Upon initial startup, the default font is taken from the X11 resources as set in the system or user .Xdefaults file or on the command line.

Example:

      gnuplot*font: lucidasans-bold-12

A new default font may be specified to the x11 driver from inside gnuplot using

     `set term x11 font "<fontspec>"`

The driver first queries the X-server for a font of the exact name given. If this query fails, then it tries to interpret <fontspec> as "<font>,<size>,<slant>,<weight>" and to construct a full X11 font name of the form

      -*-<font>-<weight>-<s>-*-*-<size>-*-*-*-*-*-<encoding>
 <font> is the base name of the font (e.g. Times or Symbol)
 <size> is the point size (defaults to 12 if not specified)
 <s> is 'i' if <slant>=="italic" 'o' if <slant>=="oblique" 'r' otherwise
 <weight> is 'medium' or 'bold' if explicitly requested, otherwise '*'
 <encoding> is set based on the current character set.

So set term x11 font "arial,15,italic" will be translated to -*-arial-*-i-*-*-15-*-*-*-*-*-iso8859-1 (assuming default encoding). The <size>, <slant>, and <weight> specifications are all optional. If you do not specify <slant> or <weight> then you will get whatever font variant the font server offers first. You may set a default encoding via the corresponding X11 resource. E.g.

      gnuplot*encoding: iso8859-15

The driver also recognizes some common PostScript font names and replaces them with possible X11 or TrueType equivalents. This same sequence is used to process font requests from set label.
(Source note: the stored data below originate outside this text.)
Issue #49, opened 2024-06-02
Refactor model class hierarchy


joeloskarsson:
## Background
The different models that can be trained in Neural-LAM are currently all sub-classes of `pytorch_lightning.LightningModule`. In particular, much of the functionality  sits in the first subclass, `ARModel`. The current hierarchy looks like this:
![classes_current](https://github.com/mllam/neural-lam/assets/16475490/0cfdead6-2971-4a3b-b42f-8d80fe850c0d)
(I am making these rather than some more fancy UML-diagrams since I think this should be enough for the level of detail we need to discuss here).

## The problem
In the current hierarchy everything is a subclass of `ARModel`. This has a number of drawbacks:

If your gnuplot was built with configuration option --enable-x11-mbfonts, you can specify multi-byte fonts by using the prefix "mbfont:" on the font name. An additional font may be given, separated by a semicolon. Since multi-byte font encodings are interpreted according to the locale setting, you must make sure that the environmental variable LC_CTYPE is set to some appropriate locale value such as ja_JP.eucJP, ko_KR.EUC, or zh_CN.EUC.

Example:

      set term x11 font 'mbfont:kana14;k14'
            # 'kana14' and 'k14' are Japanese X11 font aliases, and ';'
            # is the separator of font names.
      set term x11 font 'mbfont:fixed,16,r,medium'
            # <font>,<size>,<slant>,<weight> form is also usable.
      set title '(mb strings)' font 'mbfont:*-fixed-medium-r-normal--14-*'

The same syntax applies to the default font in Xresources settings, for example,

      gnuplot*font: \
          mbfont:-misc-fixed-medium-r-normal--14-*-*-*-c-*-jisx0208.1983-0

If gnuplot is built with --enable-x11-mbfonts, you can use two special PostScript font names 'Ryumin-Light-*' and 'GothicBBB-Medium-*' (standard Japanese PS fonts) without the prefix "mbfont:".